PR #403, opened 2021-09-16
Explain how browser profiles map to user agents.

### LINKED ISSUE #400: Deal with profiles in definition/use of user agent
Several specifications have text like

> [A user agent holds a storage shed](https://storage.spec.whatwg.org/#storage-sheds)

> [A user agent holds a browsing context group set](https://html.spec.whatwg.org/multipage/browsers.html#browsing-context-group-set)

where we probably want one per browser profile / incognito or guest session / Firefox container / etc, instead of one per installation. (and definitely not one per [implementation](https://infra.spec.whatwg.org/#user-agent)!) We should do something to make sure that the text in specifications is clear about this.

It's not obvious whether we should redefine "user agent" to make the existing text correct, or introduce a new term and update all the uses.

jyasskin:
Fixes #400.

FYI @dbaron @mnot

***
<a href="https://whatpr.org/infra/403.html#terminology" title="Last updated on Sep 20, 2021, 4:09 PM UTC (a984d3d)">Preview</a> | <a href="https://whatpr.org/infra/403/ff425b4...a984d3d.html" title="Last updated on Sep 20, 2021, 4:09 PM UTC (a984d3d)">Diff</a>

### DIFF
--- a/infra.bs
+++ b/infra.bs
@@ -120,8 +120,8 @@ A person can use many different [=user agents=] in their day-to-day life, includ
 or the implementation's private browsing mode.
 
 <p>If something is said to be <dfn export>implementation-defined</dfn>, the particulars of what is
-said to be <a>implementation-defined</a> are up to the <a>user agent</a>. In the absence of such
-language, the reverse holds: <a>user agents</a> have to follow the rules laid out in documents using
+said to be <a>implementation-defined</a> are up to the <a>implementation</a>. In the absence of such
+language, the reverse holds: <a>implementations</a> have to follow the rules laid out in documents using
 this standard.
 
 <p class="example" id=example-implementation-defined>Insert U+000A (LF) code points into
--- a/infra.bs
+++ b/infra.bs
@@ -111,11 +111,13 @@ out as being exclusive (with "but not both").
 
 <hr>
 
-<p>A <dfn export lt="user agent|implementation">user agent</dfn> is any software that acts on behalf
+<p>A <dfn export>user agent</dfn> is any software entity that acts on behalf
 of a user, for example by retrieving and rendering web content and facilitating end user interaction
-with it. In specifications using the Infra Standard, the user agent is generally the client software
-that implements the specification. <a>Implementation</a> can be used as a synonym for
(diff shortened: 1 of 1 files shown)


infra.bs
```diff
@@ -111,11 +111,13 @@ out as being exclusive (with "but not both").
...
-with it. In specifications using the Infra Standard, the user agent is generally the client software
-that implements the specification. <a>Implementation</a> can be used as a synonym for
-<a>user agent</a>.
+with it. In specifications using the Infra Standard, the user agent is generally an instance of the client software
+that implements the specification. The client software itself is known as an <dfn export>implementation</dfn>.
+A person can use many different [=user agents=] in their day-to-day life, including by configuring an
+[=implementation=] to act as several [=user agents=] at once, for example by using multiple profiles
+or the implementation's private browsing mode.
 
 <p>If something is said to be <dfn export>implementation-defined</dfn>, the particulars of what is
```
domenic, line 122: Should this be changed to be "up to the implementation" and otherwise talk about implementations?

domenic (commented):
Nice improvement in general, just one question.

annevk:
I'm not sure if we want to make this so concrete. I'd rather say that a user can use different instances of a user agent or implementation, with different configurations. Making a formal distinction between implementation and user agent would probably require a lot of work downstream (and here too, as domenic points out).

jyasskin (commented):
Re @annevk, if different profiles are different "instances" of a single "user agent", then text like "A user agent holds a storage shed" is incorrect: it should be "A user agent _instance_ holds a storage shed". I'm fine with us choosing that change instead, but it's also a lot of work downstream.

jyasskin:
We could also [willfully violate](https://infra.spec.whatwg.org/#willful-violation) English and keep "Implementation can be used as a synonym for user agent.", with the note that willful violations need?

fallingicarus (approved):

fallingicarus (approved):
Approve

jyasskin:
Was there anything else to do before merging this?

PR #446, opened 2022-05-02
Add code unit suffix (ends with for strings)

### LINKED ISSUE #414: String "ends with"
https://fetch.spec.whatwg.org/#data-url-processor could use this. Though currently it passes starts with and ends with a code point. Not sure if there are other places that might need this?

annevk:
Closes #414.

(FWIW, I had an initial version that cached length before the loop in a variable, but I think it reads better without doing that.)

***
<a href="https://whatpr.org/infra/446.html" title="Last updated on May 2, 2022, 2:55 PM UTC (85c71c2)">Preview</a> | <a href="https://whatpr.org/infra/446/c178025...85c71c2.html" title="Last updated on May 2, 2022, 2:55 PM UTC (85c71c2)">Diff</a>

### DIFF
--- a/infra.bs
+++ b/infra.bs
@@ -928,16 +928,18 @@ literal, we can use plainer language: <var>userInput</var> <a for="string">start
    <li><p>Let <var>potentialSuffixIndex</var> be <var>potentialSuffix</var>'s
    <a for=string>length</a> &minus; <var>i</var>.
 
+   <li><p>Let <var>inputIndex</var> be <var>input</var>'s <a for=string>length</a> &minus;
+   <var>i</var>.
+
    <li><p>If <var>potentialSuffixIndex</var> is less than 0, then return true.
+
+   <li><p>If <var>inputIndex</var> is less than 0, then return false.
 
    <li><p>Let <var>potentialSuffixCodeUnit</var> be the <var>potentialSuffixIndex</var>th
    <a>code unit</a> of <var>potentialSuffix</var>.
 
-   <li><p>Let <var>inputIndex</var> be <var>input</var>'s <a for=string>length</a> &minus;
-   <var>i</var>.
-
    <li><p>Let <var>inputCodeUnit</var> be the <var>inputIndex</var>th <a>code unit</a> of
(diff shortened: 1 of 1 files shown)


infra.bs
```diff
@@ -915,6 +915,48 @@ as a synonym for "<var>potentialPrefix</var> is a <a>code unit prefix</a> of <va
...
+   <li><p>If <var>potentialSuffixIndex</var> is less than 0, then return true.
+
+   <li><p>Let <var>potentialSuffixCodeUnit</var> be the <var>potentialSuffixIndex</var>th
+   <a>code unit</a> of <var>potentialSuffix</var>.
+
+   <li><p>Let <var>inputIndex</var> be <var>input</var>'s <a for=string>length</a> &minus;
+   <var>i</var>.
+
+   <li><p>Let <var>inputCodeUnit</var> be the <var>inputIndex</var>th <a>code unit</a> of
+   <var>input</var> if <var>i</var> is greater than or equal to 0; otherwise null.
```
domenic, line 940: Is _i_ supposed to be _inputIndex_ here?

domenic (commented):
Optional feedback: it took me a while to realize the interacting roles of _i_, _potentialSuffixIndeX_, and _inputIndex_. I might do something like this:

```
1. Let i be 1.
2. While true:
  1. Let potentialSuffixIndex = potentialSuffix.length - i.
  2. Let inputIndex = input.length - i.
  3. If potentialSuffixIndex < 0, then return true.
  4. If inputIndex < 0, then return false.
  5. Let potentialSuffixCodeUnit = potentialSuffix[potentialSuffixIndex].
  6. Let inputCodeUnit = input[inputIndex].
  7. Return false if potentialSuffixCodeUnit != inputCodeUnit.
  8. Set i to i + 1.
```

However I can easily see how what you have here is closer to "code unit prefix", and so then you could get carried away trying to make them both use something like the above... so, very optional feedback.

annevk:
I'll make a follow-up PR for aligning the two "prefix" algorithms. Not too much effort.

domenic (approved):

Issue #449, opened 2022-05-05
Defer to CSS Text for definition of “character”


fantasai:
The Infra spec aliases its definition for “code point” to “character”. However, “character” is a very ambiguous term, see https://www.w3.org/TR/css-text-3/#characters, and should not be treated as an alias of “code point”. This isn't to say that specs shouldn't ever use it, if it's clear from context which meaning is meant, and it's fine to leave in the sentence that says

> [Code points](https://infra.spec.whatwg.org/#code-point) are sometimes referred to as [characters](https://infra.spec.whatwg.org/#code-point) and in certain contexts are prefixed with "0x" rather than "U+".

But I think it's best if Infra does not define and export the term “character” as an alias of “code point”.

domenic:
I disagree. I think if anyone is using the term "character" on the web platform, they should be linking to this clear definition as a synonym of "code point".

fantasai:
I think my point is that people shouldn't really be using the term “character” when defining behavior in Web platform specs, so Infra shouldn't be exporting the term and encouraging its use.

https://www.w3.org/TR/charmod/#sec-PerceptionsOutro

aphillips:
I'll pile on here.

On the one hand, I like WHATWG's general preference for using normal words in preference to jargon and I don't think that the definition of `character` in Infra is "wrong". 

However, spec developers don't understand the term that well: my worry is that they'll pick up the definition and use it imprecisely. When I18N does reviews, we often find text talking about "characters" but the assumption behind it is slipping around between bytes, code units (which obviously can _be_ bytes), code points, and graphemes. By getting specs to be specific, we avoid headaches later. Note that I18N WG made a conscious choice not to export `character` in the [I18N Glossary](https://www.w3.org/TR/i18n-glossary/#c).

domenic:
Sure, I think people should prefer more precise terms. I don't think that really has bearing on whether it's exported. And it certainly doesn't indicate we should defer to CSS Text (which also exports a definition---and IMO a worse one for the purposes of other specs) instead.

fantasai:
It's not so much that I want specs to refer to CSS Text, it's that I want them to recognize that it's an ambiguous term that has multiple definitions, and needs to be made more specific if it's being used in a spec.

> Sure, I think people should prefer more precise terms. I don't think that really has bearing on whether it's exported. 

[...]

PR #450, opened 2022-05-05
Don't export character as an alias of code point

fantasai:
“Character” is an ambiguous term and is used in multiple senses in the Web platform. Don't alias it to only one of them. #449

***
<a href="https://whatpr.org/infra/450.html" title="Last updated on May 5, 2022, 2:44 AM UTC (fe1656c)">Preview</a> | <a href="https://whatpr.org/infra/450/3deb8ac...fe1656c.html" title="Last updated on May 5, 2022, 2:44 AM UTC (fe1656c)">Diff</a>

### DIFF
--- a/infra.bs
+++ b/infra.bs
@@ -728,7 +728,7 @@ the same order.
 
 <h3 id=code-points>Code points</h3>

**Work required:** Beginning at the top of the records above, transcribe each line exactly up to and including the line that holds "Several specifications have text like".

**Completed exercise:**
PR #403, opened 2021-09-16
Explain how browser profiles map to user agents.

### LINKED ISSUE #400: Deal with profiles in definition/use of user agent
Several specifications have text like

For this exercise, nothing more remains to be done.